2 . ¿Por qué pierdes el apetito cuando estás enfermo? Bueno, puedes echarle la culpa a la avalancha de citoquinas que libera el sistema inmunitario. Las citoquinas indican al cerebro que se está llevando a cabo una defensa importante, para la que el cuerpo necesita conservar energía. Como te podrás figurar, movilizar a millones o a miles de millones de células para el combate es una operación que requiere muchos recursos. Para digerir alimentos también se necesita mucha energía, de modo que, al detener ese proceso, el sistema se puede concentrar en la defensa. También reduce la disponibilidad de ciertos nutrientes en la sangre que a los invasores les encantaría tener en sus patógenas manitas. Esto no significa que se deba combatir una enfermedad por medio de la inanición. No digerir nada es una estrategia temporal, no una solución a largo plazo, y, para las personas con enfermedades crónicas, la falta de apetito puede dar lugar a una peligrosa pérdida de peso. De modo que, si te entra hambre de nuevo, puedes comer algo para reponer tu almacén de energía.

3 . Muchas sustancias distintas pueden ser pirógenos, desde ciertos interferones hasta moléculas especiales liberadas por macrófagos activados a las paredes celulares de las bacterias. Pero, al final, sólo necesitas recordar una cosa: las células inmunitarias innatas liberan unas sustancias llamadas pirógenos para ordenarle al cerebro que aumente el calor del cuerpo.

4 . Bien, hablemos de uno de los premios Nobel de Fisiología o Medicina más extraños, y de lo inquietante que era el pasado y lo estupendo que es el presente. La sífilis es una enfermedad de transmisión sexual causada por la bacteria espiroqueta. Sus posibles síntomas son terribles y espeluznantes; si quieres pasar un mal rato, busca algunas fotos en internet. Una de las posibles últimas etapas de la enfermedad es la neurosífilis, una infección del sistema nervioso central. Los pacientes afectados suelen sufrir meningitis y daños cerebrales progresivos. Lo que hacía la experiencia aún más desagradable eran los problemas mentales, desde la demencia hasta la esquizofrenia, la depresión, la manía o el delirio, todos causados por los estragos de la bacteria. En definitiva, es justo decir que los pacientes afectados lo pasaron muy muy mal, y que, al final, morían sin que los médicos pudiesen ayudarlos más allá de intentar paliar su sufrimiento. No obstante, observaron que, en algunos casos, los pacientes que sufrían fiebres muy altas no relacionadas se acababan curando. De modo que, naturalmente, algunos médicos empezaron a experimentar con la piroterapia, un tratamiento consistente en provocar la fiebre, e inocularon la malaria a pacientes de sífilis. Esto parece terrible al principio, pero era un riesgo bastante aceptable: los pacientes iban a morir de todos modos, y entonces ya había tratamientos para la malaria. La malaria fue la principal candidata porque provocaba fiebres altas durante un largo y sostenido período, y prácticamente achicharraba a la bacteria de la sífilis, que no podía soportar el calor. De hecho, el tratamiento era tan eficaz que fue galardonado con el Premio Nobel de Fisiología o Medicina en 1927. La aparición de los antibióticos dejó obsoleto este tratamiento en la década de 1940, y lo convirtió en una de las grandes notas al pie de la historia de la medicina.
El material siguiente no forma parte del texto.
PR #1899, opened 2026-08-30
fix(test): route jq_cli_tests.rs's remaining inline spawn sites through retry

### LINKED ISSUE #1889: test(jq): ~32 individually-converted sites in jq_cli_tests.rs have no spawn retry at all
**Severity: Low** (requires a transient spawn/signal-death race under heavy concurrent load, which this repo's own docs already treat as a routine, occasional occurrence)

## Summary

#1859/#1884 converted all 34 `Command::new("cargo").args(["run",...])` sites
in `tests/jq_cli_tests.rs` to exec the pre-built binary directly, and its
follow-up fix routed the file's shared helpers (`run_jq_full`,
`run_jq_stdin_streams`, `run_jq_null`, `run_jq_binary_stdin`, and 4 direct
call sites) through the shared `spawn_with_signal_retry`
(`tests/common/cargo_run_exit.rs`), closing a signal-death-retry gap code
review found.

That leaves roughly 32 individually-converted inline call sites (e.g.
`test_unary_minus`, `test_jq_help`, `test_args_positional`,
`test_no_color_env_var`, and the rest of the environment-variable/
module-loading/CLI-flag test cluster) doing a raw
`Command::new(env!("CARGO_BIN_EXE_succinctly"))...spawn()`/`.output()` with
**no retry at all** — not even `spawn_jq_full`'s old ENOENT-only retry, since
these never routed through that helper in the first place.

## Why this wasn't fixed in #1884

This is **not a new regression** — these sites never had retry protection
even in their pre-#1859 `cargo run` form (the old retry loop only lived in
the 5 shared helpers, never in these ~32 inline literal blocks). The
conversion substitutes one unretried race (cargo lock contention) for a
different unretried race (a transient `ENOENT` from a concurrent test
binary still linking the same `target/debug/succinctly` path, or a
signal-killed child under this repo's documented heavy concurrent-load
conditions) — not a new category of risk, and dormant absent that specific
timing.

Fixing all ~32 individually means restructuring each one into
`spawn_with_signal_retry`'s closure shape (some use `.output()`, some
`.spawn()` + stdin write, some add `.env(...)` calls) — meaningful,
non-mechanical work needing the same "each needs individual verification"
care #1859's own issue text called for, which is why it's being split out
rather than folded into that PR's already-large diff.

## Suggested approach

Same target shape as the already-fixed helpers: wrap each site's
`Command::new(env!(...))...` construction in a closure and call
`spawn_with_signal_retry(closure, stdin_input)`, adapting each call site's
existing assertions to the returned `(Output, i32)` tuple. Low priority —
file to make it trackable, not blocking.

newhoggy:
Fixes #1889.

## Summary

#1859/#1884 converted all \`Command::new("cargo").args(["run",...])\` sites in
\`tests/jq_cli_tests.rs\` to exec the pre-built binary directly, and a
follow-up routed the file's 5 shared helpers through the shared
\`spawn_with_signal_retry\` (\`tests/common/cargo_run_exit.rs\`). That left ~31
individually-converted inline call sites doing a raw
\`Command::new(env!("CARGO_BIN_EXE_succinctly"))...spawn()\`/\`.output()\` with
**no retry at all** — not even the old \`spawn_jq_full\` ENOENT-only retry,
since these never routed through that helper in the first place.

This is not a new regression (these sites never had retry protection even
in their pre-#1859 \`cargo run\` form) but a dormant race: a transient ENOENT
from a concurrently-relinking \`target/debug/succinctly\` (#550), or a
signal-killed child under this repo's documented heavy concurrent-load
conditions, would fail these ~31 tests outright on the first occurrence.

## Fix

Converted every remaining site to \`spawn_with_signal_retry\`:
- Most route through the existing \`spawn_jq(args, stdin_input)\` helper,
  where the call shape (jq subcommand, string args, optional stdin) fits.
- A few needing file-path args (\`NamedTempFile::path()\` returns \`&Path\`,
  not \`&str\`) or \`.env(...)\` get their own closure directly.
- \`jq_stderr\` (used by 6 tests) now delegates to \`spawn_jq\` instead of
  hand-rolling its own spawn+stdin+wait, picking up retry for all of its
  callers at once.
- \`test_as_pattern_alt_rejected_in_yq_mode_720\` already hand-rolled a
  correct signal-death diagnosis (#1546) but never retried on it; now
  shares the same diagnosis via the retry helper, gaining retry for free.

\`test_default_identity_filter\` is intentionally left unconverted: it never
calls \`wait_with_output()\` (drops the spawned \`Child\` immediately), so
there's no signal-death race to retry against, and routing it through the
shared helper would add a wait this near-vestigial test (it asserts nothing
about the process's outcome) was never designed to perform — documented in
place rather than silently changed.

## No behavior change

Every converted site's own assertions are unchanged. \`spawn_with_signal_retry\`'s
always-piped-stdout/stderr, null-or-piped-stdin defaults exactly match what
\`.output()\`'s own defaults and each site's own explicit \`.stdio(...)\` calls
already did.

## Testing

All 1103 tests in \`jq_cli_tests.rs\` pass (same count as before — purely
mechanical, no tests added/removed). Full local verification: build/test/clippy
under both default and full (\`cli,simd,regex,serde\`) feature sets, plus
\`--no-default-features\` and \`cargo doc --all-features\`.

### DIFF
--- a/tests/jq_cli_tests.rs
+++ b/tests/jq_cli_tests.rs
@@ -13,7 +13,8 @@ use tempfile::NamedTempFile;
 #[path = "common/cargo_run_exit.rs"]
 mod cargo_run_exit;
 use cargo_run_exit::{
-    classify_cargo_run_exit, spawn_with_signal_retry, succinctly_bin, MAX_CARGO_RETRIES,
+    classify_cargo_run_exit, signal_death_error, spawn_with_signal_retry, succinctly_bin,
+    MAX_CARGO_RETRIES,
 };
 
 /// #1516: a signal-killed child used to render as an inscrutable
@@ -242,6 +243,33 @@ fn run_jq_interleaved(args: &[&str], input: Option<&str>) -> Result<(String, i32
 }
 
 static INTERLEAVE_SEQ: std::sync::atomic::AtomicU32 = std::sync::atomic::AtomicU32::new(0);
+
+/// `spawn_jq`'s counterpart for the environment-variable test cluster
+/// (#1889 code review): the 8 tests covering `NO_COLOR`/`JQ_COLORS`/
+/// `JQ_LIBRARY_PATH`/`HOME` each independently hand-rolled the same
+/// `Command::new(succinctly_bin()); cmd.arg("jq").args(args).env(...)`
+/// closure since `spawn_jq` itself has no way to set an environment
+/// variable -- sharing one copy here instead of 8 near-identical ones is
+/// the same fix `spawn_jq`'s own doc comment already describes for the
+/// six-copies-of-one-`Command` problem (#1884).
+fn spawn_jq_with_env(
+    args: &[&str],
+    env_key: &str,
+    env_value: impl AsRef<std::ffi::OsStr>,
+    stdin_input: Option<&[u8]>,
+) -> Result<(std::process::Output, i32)> {
+    spawn_with_signal_retry(
+        || {
+            let mut command = Command::new(succinctly_bin());
+            command
+                .arg("jq")
+                .args(args)
+                .env(env_key, env_value.as_ref());
+            command
+        },
+        stdin_input,
+    )
+}
 
 /// Helper to run jq with null input (-n)
 fn run_jq_null(filter: &str, extra_args: &[&str]) -> Result<(String, i32)> {
@@ -3697,15 +3725,10 @@ fn test_args_combined() -> Result<()> {
 fn test_no_color_env_var() -> Result<()> {
     // Test that NO_COLOR environment variable disables color output
     // When NO_COLOR is set and no explicit -C/-M flag is given, colors should be disabled.
-    let (result, _code) = spawn_with_signal_retry(
-        || {
-            let mut cmd = Command::new(succinctly_bin());
-            cmd.args([
-                "jq", ".", // No -C or -M flag
-            ])
-            .env("NO_COLOR", "1");
-            cmd
-        },
+    let (result, _code) = spawn_jq_with_env(
+        &["."], // No -C or -M flag
+        "NO_COLOR",
+        "1",
         Some(b"{\"a\":1}"),
     )?;
     let stdout = String::from_utf8(result.stdout)?;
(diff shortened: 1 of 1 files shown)


newhoggy:
Ran the mandatory code review (8 independent angles, all cross-verified). No
correctness bugs found anywhere — a unanimous verdict across line-by-line,
removed-behavior, altitude, conventions, reuse, simplification, efficiency,
and cross-file angles, each confirming argument order, stdin/env wiring,
stdout/stderr piping, and exit-code semantics are preserved exactly at every
converted call site, plus the full 1103-test suite passing.

**Fixed:** the most-repeated finding (3 independent agents) — the 8
environment-variable tests (`NO_COLOR`, `JQ_COLORS` ×3, `JQ_LIBRARY_PATH`,
`HOME` ×2) each hand-rolled the same `spawn_with_signal_retry` closure since
`spawn_jq` has no way to set an env var. Extracted `spawn_jq_with_env(args,
env_key, env_value, stdin_input)` mirroring `spawn_jq`'s own shape, and
converted all 8 sites — collapsing each ~9-11 line closure into a single
call.

**Left as documented, lower-value debt** (each flagged by 1-2 agents, none
blocking, no correctness risk):
- 6 sites needing file-path args (`NamedTempFile::path()`/`TempDir::path()`
  return `&Path`, not `&str`) still use a direct closure rather than
  `spawn_jq` + `.to_string_lossy()` — a real simplification opportunity, but
  lower value than the 8x env-var duplication and not worth the extra
  lossy-conversion surface for this narrow test-infra fix.
- `jq_stderr`'s `Vec<&str>` rebuild is a 3rd copy of an idiom already used
  twice elsewhere in the file (pre-existing pattern, not new duplication).
- `test_default_identity_filter`'s carve-out comment is longer than the code
  it defends — accurate but could be tightened; not changed since the
  underlying reasoning is correct and re-litigating it risks over-editing a
  test this PR was careful not to change the semantics of.

Rebased onto `main` (which had advanced 5 commits, including a new
`run_jq_interleaved` helper added in the same spot as my `spawn_jq_with_env`
— simple additive merge conflict, both kept). Re-ran full local verification
after both the review fix and the rebase: build/test/clippy under both
default and full (`cli,simd,regex,serde`) feature sets, plus
`--no-default-features` and `cargo doc --all-features`. All 1107 tests in
`jq_cli_tests.rs` pass (4 new ones from the rebase, all pre-existing and
unrelated to this PR).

5 . Éste parece ser el caso en la mayoría de los animales. Por ejemplo, las lagartijas mantenidas en terrarios con temperaturas más altas eran más propensas a sobrevivir a una infección que las lagartijas mantenidas en ambientes más fríos. Y se han realizado diversos experimentos similares con peces, ratones, conejos e incluso con algunas especies vegetales. Transformar el cuerpo en un ecosistema caliente parece ser una buena estrategia defensiva contra los intrusos del micromundo. Curiosamente, a diferencia de nosotros, los mamíferos, los animales que no pueden regular su temperatura corporal, llamados «animales ectotérmicos», o «de sangre fría», como los lagartos y las tortugas, tienen fiebre conductual. Eso significa que, si sus células inmunitarias liberan ciertas citoquinas, buscan un lugar cálido, como una roca que ha estado al sol mucho tiempo, y descansan allí un rato. Básicamente, se asan para aumentar su temperatura corporal hasta un punto en que los patógenos de su interior lo pasen fatal.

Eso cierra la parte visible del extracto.